In conclusion, the iPS-RPE cells we established are high-quality RPE cells. Retinal pigment epithelium cells induced from iPS cells clearly showed polygonal morphology and contained melanin. Moreover, RPE cells derived from iPS cells had many characteristics of mature RPE cells in vivo but no characteristics of pluripotent stem cells.
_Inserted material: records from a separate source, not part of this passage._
PR #2755, opened 2020-05-04
[DS-3940] New SHERPA - fix for incorrect metadata (publisher policy) URI

kshepherd:
## References
Fix to recently merged #2739 PR - after the change to handle multiple responses in JSPUI, the metadata (policy) URI needed updating to be in the correct scope
Original JIRA: https://jira.lyrasis.org/browse/DS-3940


nwoodward (approved):
:+1: Tested and confirmed it works. The journal policy URL is correct now.

PR #2758, opened 2020-05-07
Shibboleth Single Logout support

### LINKED ISSUE #7799: [DS-4464] Shibboleth Single Logout (SLO) support
<i>Imported from JIRA <a href="https://jira.lyrasis.org/browse/DS-4464">[DS-4464]</a> created by paulo_graca</i>
<p>The DSpace 6 and lower implementations don't support CAS Logout (or Single LogOut). We use a national identification service, that also integrates with a government id service, and upon logout, all sessions should be terminated (across all service providers).</p>

<p>As referred in <a href="https://github.com/DSpace/DSpace/pull/2651#issuecomment-585816548" class="external-link" target="_blank" rel="nofollow noopener">https://github.com/DSpace/DSpace/pull/2651#issuecomment-585816548</a> there is this need. In the PR there are also some relevant comments from <a href="https://jira.lyrasis.org/secure/ViewProfile.jspa?name=benbosman" class="user-hover" rel="benbosman">Ben Bosman</a> and <a href="https://jira.lyrasis.org/secure/ViewProfile.jspa?name=mwood" class="user-hover" rel="mwood">Mark H. Wood</a> of how this feature could be working. Mark, if I understood correctly, proposes two different sign outs, one locally and the other CAS specific. And Ben somehow proposes the same, by having the presence of a specific configuration to control if CAS logout is enabled or not.</p>

<p> </p>

<p>This is what we (RCAAP from FCT|FCCN) did to have it working on DSpace repositories:</p>

<p>Basically, in terms of the Service Provider, we use the shibboleth's notify parameter to configure the IdP logout url:<br/>
 <a href="https://wiki.shibboleth.net/confluence/display/SP3/Notify" class="external-link" target="_blank" rel="nofollow noopener">https://wiki.shibboleth.net/confluence/display/SP3/Notify</a></p>

<p><tt><Notify Channel="front" Location="https://[MY-SERVER]/logout" /></tt></p>

<p>When the logout event in DSpace is performed, then the Notify is triggered.<br/>
 Some exchanges will occur between the SP and the IdP and an indication to IdP to clean the shibboleth authentication will also occur.</p>

<p>In our case we will have something like this: <tt>[https://[MY-SERVER]/shibboleth.sso/Logout?notifying=1&index=1|https://[my-server]/shibboleth.sso/Logout?notifying=1&index=1]</tt></p>

<p>To invoke the logout. We also clean local cookies too.</p>

paulo-graca:
## References
* https://jira.lyrasis.org/browse/DS-4464 
* Fixes #7799
* https://github.com/DSpace/Rest7Contract/pull/124

## Description
This PR intends to add Shibboleth Single Logout (SLO) support to DS7 based at the frontend channel (using notify). For more info about SLO, and front channel please check: https://wiki.shibboleth.net/confluence/display/SHIB2/NativeSPNotify

## Instructions for Reviewers
* PLEASE NOTE for testing this you should configure the shibboleth your server and perhaps the IdP in order to have this feature working properly. This implementation depends on those configurations. You have more documentation about this on https://wiki.shibboleth.net. In our particular case we added <Notify Channel="front" Location="https://[MY-SERVER]/server/auth/logout" /> on our Service Provider to use the front channel.
* It introduces the concept of LogOutPage for all authentication methods as already exists for loginpage
* We choose to reuse the current /authn/logout controller, since we consider the logout process should be only one. We added support for extra required params (action and return)
* Shibboleth authentication was also changed to retrieve a page that can be configured
* For shibboleth it was created a specific configuration url `authentication-shibboleth.lazysession.logouturl`. If this configuration is defined, then it will be used for the logout page (for testing purposes I suggest to add it to your local.cfg)
* A new logout success filter was created to support the logout page redirection


gfernandez598:
> This PR needs to be refactored. Meanwhile, authentication suffered several changes that weren't reflected here.

I was testing the PR within DSpace 7.5 and actually I am using it in 7.6. A basic integration with Shibboleth SP 3 works.
Now I am trying to improve DSpace UI Login because it breaks at logout event.

In case it's helpful, I attach the changes that I apply to the respective DSpace versions.
[patch-2758.zip](https://github.com/DSpace/DSpace/files/13044706/patch-2758.zip)

Successes!

PR #2761, opened 2020-05-18
DS-4506 Add a limit on the maximum value allowed for the parameter rpp (resuts per page) in browse and search pages.

### LINKED ISSUE #7840: [DS-4506] There is no max limit in rpp parameter of OpenSearchController::search
<i>Imported from JIRA <a href="https://jira.lyrasis.org/browse/DS-4506">[DS-4506]</a> created by santit96</i>
<p>Users can set this parameter to the value they want, both in search and browse pages. So, they could retrieve all items in the repository in a query if a large value is set. This may cause a DOS if an intentional attack is performed.</p>

santit96:
## References
*  [DS-4506](https://jira.lyrasis.org/browse/DS-4506)
* Fixes #7840

## Description
Add a limit on the maximum value allowed for the parameter rpp p (resuts per page) in browse and search pages.

## Instructions for Reviewers
* In solr, a variable MAX_RESULTS_ALLOWED to control the max rpp value was created.
* In xmlui browse page now there is a check for the entered value is not greater than the maximum value shown in the select used to set the parameter.

* Now if a user set the rpp with a value greater than the maximum value allowed, then those changes are not taken into account and the parameter is set with the max value allowed

### DIFF
--- a/dspace-api/src/main/java/org/dspace/discovery/SolrServiceImpl.java
+++ b/dspace-api/src/main/java/org/dspace/discovery/SolrServiceImpl.java
@@ -110,6 +110,8 @@ public class SolrServiceImpl implements SearchService, IndexingService {
 
     public static final String VARIANTS_STORE_SEPARATOR = "###";
 
+    public static final int MAX_RESULTS_ALLOWED = 100;
+
     @Autowired(required = true)
     protected ContentServiceFactory contentServiceFactory;
     @Autowired(required = true)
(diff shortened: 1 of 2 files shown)


alanorth:
This is a good catch. It doesn't seem to work for Discovery "view more" (search-filter) links in XMLUI?

- http://localhost:8080/search-filter?field=author&filterorder=COUNT → returns authors 1–10
- http://localhost:8080/search-filter?field=author&filterorder=COUNT&rpp=15000 → returns authors 1–15000

I don't use browse indexes so I haven't tested that.

P.S. this probably requires a documentation update if it is merged.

We plan to use RPE cell sheets to treat patients with age-related macular degeneration. The iPS-RPE cells significantly inhibited cell proliferation and inflammatory cytokine production by T cells when the target T cells were stimulated in vitro. We are now conducting experiments to determine whether allogeneic T cells can recognize iPS-RPE cells from HLA-3 locus homozygote donors.25 The iPS bank32 might be useful as a source of allografts in retinal disorders, if the recipient T cells cannot respond to allogeneic RPE cells because of a match to some of the main HLA antigens. 
Acknowledgments
The authors thank Wataru Ohashi, Chikako Yamada, and Chikako Morinaga (Laboratory for Retinal Regeneration, Center for Developmental Biology, RIKEN) for expert technical assistance. 
Supported by Scientific Research Grant B, 25293357 from the Ministry of Education, Culture, Sports, Science and Technology of Japan; a grant from the Project for Realization of Regenerative Medicine from the MEXT; and the Charitable Trust Fund for Ophthalmic Research in Commemoration of Santen Pharmaceutical's Founder. 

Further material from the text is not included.